The extinction method is directly measured and robust. However, it relies on the accurate estimates of distances and extinction values of a large number of stars. Thanks to a number of large-scale astrometric, photometric and spectroscopic surveys, we can obtain accurate values of distance and dust extinction for tens of millions of individual stars (e.g., Chen et al. 2014; Green et al. 2015). Thus the estimation of precise extinction distances to large samples of molecular clouds has become possible. Schlafly et al. (2014) obtain distances to dozens of molecular clouds selected from the literature by the three-dimensional (3D) extinction mapping method based on PanSTARRS-1 data. Zucker et al. (2019) improve their work by combining the optical and near-IR photometry with the Gaia Data Release 2 (Gaia DR2; Gaia Collaboration et al. 2018) parallaxes (Lindegren et al., 2018). Yan et al. (2019) derive extinction distances to 11 molecular clouds in the third Galactic quadrant. Chen et al. (2020) present accurate distance determinations to a catalogue of 567 molecular clouds based on estimates of colour excesses and distances of stars presented in Chen et al. (2019b). Zhao et al. (2018, 2020) estimate the extinction distances to 33 supernova remnants with the help of their association with molecular clouds.

All the above works calculate only the extinction distances to the nearby molecular clouds locating within $\sim$4 kpc from the Sun. These works are based on the optical extinction which becomes very large at far distances and they adopt the trigonometric parallax, photometric or spectroscopic distances of stars that suffer large uncertainties at far distances. Thus they are not able to determine the distances to far clouds. At far distances, the standard candle red clump star (RC) serves as a good tracers to infer the extinction distances of molecular clouds. RCs have almost constant luminosity and color. They are bright in the near-infrared (IR) bands and can trace the extinction profile at far distances (Gao et al., 2009; Güver et al., 2010; Gonzalez et al., 2012). Shan et al. (2018, 2019) use RCs to map the 3D extinction distribution of the sightlines toward the supernova remnants in the first and fourth quadrants of the Galaxy and estimate distances of them with extinction values from the literature. Wang et al. (2020) use RCs to estimate extinction distances of 63 molecular clouds and infer them to the distances of supernova remnants.

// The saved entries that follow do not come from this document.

PR #3038, opened 2024-05-17
Prefer to load custom property codec providers before default codec providers.

danielmerchant:
Like the PR title says - prefer to load user-defined custom property codec providers before the library default codec providers. This allows users to override default behavior to provide customizable codec logic for `Map` and `Collection` types, as well as their subclasses.

Added a test here to validate that the NoOp provider I added would load correctly, but I had to add it in a package separate from the existing tests to get access to the protected methods. Not sure if that's something I should avoid here, but generally it's considered good practice to have unit tests live in the same package as the source it's testing. I also had to add a `META-INF/services/MorphiaPropertyCodecProvider` file here to add the No-Op codec provider so that the service loader could access it. I tried monkeying around with ways to get it to load for _only_ the test I wrote, but no avail.

### DIFF
--- a/core/src/test/java/dev/morphia/mapping/codec/MorphiaCodecProviderTest.java
+++ b/core/src/test/java/dev/morphia/mapping/codec/MorphiaCodecProviderTest.java
@@ -1,0 +1,29 @@
+package dev.morphia.mapping.codec;
+
+import java.util.List;
+
+import dev.morphia.Datastore;
+import dev.morphia.test.TestBase;
+
+import org.bson.codecs.pojo.PropertyCodecProvider;
+import org.testng.annotations.Test;
+
+import static org.testng.AssertJUnit.assertEquals;
+import static org.testng.AssertJUnit.assertTrue;
+
+public class MorphiaCodecProviderTest extends TestBase {
+
+    @Test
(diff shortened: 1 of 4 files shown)


core/src/test/java/dev/morphia/mapping/codec/MorphiaCodecProviderTest.java
```diff
@@ -0,0 +1,29 @@
...
+import org.bson.codecs.pojo.PropertyCodecProvider;
+import org.testng.annotations.Test;
+
+import static org.testng.AssertJUnit.assertEquals;
+import static org.testng.AssertJUnit.assertTrue;
+
+public class MorphiaCodecProviderTest extends TestBase {
+
+    @Test
+    public void NewMorphiaCodecProvider_NoOpPropertyCodecProviderInConfig_ExpectedOrderOfProvidersReturned() {
```
evanchooly, line 17: this is quite the mouthful.  maybe a simpler name?  maybe i'll just rename after the merge.

danielmerchant: Fine by me. Sometimes I go a little overboard with test naming.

In this work, we select RCs from the near-IR colour-magnitude diagram (CMD) to determine the distance to a large sample of molecular clouds in the fourth Galactic quadrant based on the data from the Two Micron All Sky Survey (2MASS; Skrutskie et al. 2006) and the Vista Variables in the Via Lactea Survey (VVV; Minniti et al. 2010). We select molecular clouds from Rice et al. (2016), who present a catalogue of 1,064 massive molecular clouds throughout the Galactic plane from the CO survey of Dame et al. (2001). We have estimated robust, directly-measured distances of 169 molecular clouds. The most distant cloud is located at a distance larger than 11.5 kpc from the Sun.

The paper is structured as follows. In Section 2, we describe the data. In Section 3 we introduce our method for determining the distances to the molecular clouds. We present our results in Section 4, and discuss them in Section 5. We summarize in Section 6.

Our work is based on near-IR photometry from 2MASS and VVV. 2MASS was conducted with two 1.3 m telescopes to provide full coverage of the sky. It has three near-IR bands, $J,~{}H$ and $K_{\rm S}$, centred at 1.25, 1.65, and 2.16 $\mu$m, respectively. The 2MASS Point Source Catalog (PSC; Skrutskie et al. 2006) contains near-IR photometry for over 500 million objects. The systematic uncertainties of 2MASS photometric measurements are estimated to be smaller than 0.03 mag. The 10$\sigma$ $K_{\rm S}$ limiting magnitude is approximately 14.3 mag. To trace the distance of far molecular clouds, we combined the 2MASS data with the in-depth near-IR VVV data. The VVV survey were carried out with the VISTA 4.1 m telescope. The survey took images in five bands, $Z,~{}Y,~{}J,~{}H$ and $K_{\rm S}$. The total survey area of VVV is 560 deg², including a region of the Galactic plane of 295°$<~{}l~{}<$ 350° to $-$2°$<~{}b~{}<$2°and the Bulge of $-$10°$<~{}l~{}<$10° and $-$10°$<~{}b~{}<$ 5°. In the current work, we adopt the catalogue ‘vvvPsfDophotZYJHKsSource’ from the Data Release 4 of Images and Source Lists from VVV¹¹1https://www.eso.org/sci/publications/announcements/sciann17009.html. The VVV $K_{\rm S}$ saturation limit ranges between 10 – 12 mag, and the photometric limit is typically 17.5 mag (Saito et al., 2012).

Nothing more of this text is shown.